(Data entries)
..........
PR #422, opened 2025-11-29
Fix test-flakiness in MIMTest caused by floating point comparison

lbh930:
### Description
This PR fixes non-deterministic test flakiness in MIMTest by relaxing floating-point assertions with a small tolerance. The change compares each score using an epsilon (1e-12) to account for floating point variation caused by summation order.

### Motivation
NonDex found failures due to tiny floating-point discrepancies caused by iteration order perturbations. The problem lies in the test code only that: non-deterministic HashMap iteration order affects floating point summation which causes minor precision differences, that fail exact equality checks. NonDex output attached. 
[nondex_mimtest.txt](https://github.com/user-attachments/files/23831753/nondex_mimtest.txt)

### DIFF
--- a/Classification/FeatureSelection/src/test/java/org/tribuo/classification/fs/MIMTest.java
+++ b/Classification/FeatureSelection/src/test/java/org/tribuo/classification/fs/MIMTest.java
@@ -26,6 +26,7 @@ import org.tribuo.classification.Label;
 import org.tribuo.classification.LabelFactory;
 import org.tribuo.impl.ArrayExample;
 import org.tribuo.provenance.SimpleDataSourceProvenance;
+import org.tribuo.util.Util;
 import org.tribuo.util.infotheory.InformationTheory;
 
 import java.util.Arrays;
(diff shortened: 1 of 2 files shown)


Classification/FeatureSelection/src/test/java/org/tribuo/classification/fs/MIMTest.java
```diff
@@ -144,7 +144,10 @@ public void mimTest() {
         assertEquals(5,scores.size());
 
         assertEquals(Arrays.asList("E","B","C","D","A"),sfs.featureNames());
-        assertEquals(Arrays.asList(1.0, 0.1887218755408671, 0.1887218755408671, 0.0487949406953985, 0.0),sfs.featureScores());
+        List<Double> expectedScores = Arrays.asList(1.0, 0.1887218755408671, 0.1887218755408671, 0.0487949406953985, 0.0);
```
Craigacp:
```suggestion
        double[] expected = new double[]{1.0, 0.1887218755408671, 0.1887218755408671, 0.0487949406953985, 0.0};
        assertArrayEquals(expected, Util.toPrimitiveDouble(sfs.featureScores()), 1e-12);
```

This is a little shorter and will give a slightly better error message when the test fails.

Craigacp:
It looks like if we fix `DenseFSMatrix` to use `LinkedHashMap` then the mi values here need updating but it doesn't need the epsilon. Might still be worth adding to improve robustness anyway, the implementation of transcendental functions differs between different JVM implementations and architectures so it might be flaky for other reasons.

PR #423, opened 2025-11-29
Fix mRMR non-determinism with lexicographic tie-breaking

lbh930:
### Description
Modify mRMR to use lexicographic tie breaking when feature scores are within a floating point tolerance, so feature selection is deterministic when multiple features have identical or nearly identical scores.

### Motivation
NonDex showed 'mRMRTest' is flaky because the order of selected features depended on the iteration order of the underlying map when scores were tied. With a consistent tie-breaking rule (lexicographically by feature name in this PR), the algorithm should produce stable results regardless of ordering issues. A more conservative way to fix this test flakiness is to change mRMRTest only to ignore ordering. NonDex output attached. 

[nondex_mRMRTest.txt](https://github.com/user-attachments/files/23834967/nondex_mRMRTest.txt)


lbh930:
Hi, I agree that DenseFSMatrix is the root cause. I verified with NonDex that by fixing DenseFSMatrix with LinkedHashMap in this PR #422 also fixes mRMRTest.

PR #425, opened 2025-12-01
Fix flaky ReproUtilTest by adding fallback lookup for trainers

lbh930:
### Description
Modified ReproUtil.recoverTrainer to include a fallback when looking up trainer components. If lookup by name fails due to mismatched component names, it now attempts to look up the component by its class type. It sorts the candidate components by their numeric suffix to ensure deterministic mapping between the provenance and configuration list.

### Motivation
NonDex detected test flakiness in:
..........
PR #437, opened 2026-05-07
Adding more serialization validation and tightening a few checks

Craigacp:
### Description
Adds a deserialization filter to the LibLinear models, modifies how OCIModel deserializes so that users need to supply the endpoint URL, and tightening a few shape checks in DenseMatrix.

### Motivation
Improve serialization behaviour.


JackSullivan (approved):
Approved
..........
* Task item *
Check each line of the data for "https". Copy the lines where it turns up.

* Solution for this problem *
[nondex_mimtest.txt](https://github.com/user-attachments/files/23831753/nondex_mimtest.txt)
[nondex_mRMRTest.txt](https://github.com/user-attachments/files/23834967/nondex_mRMRTest.txt)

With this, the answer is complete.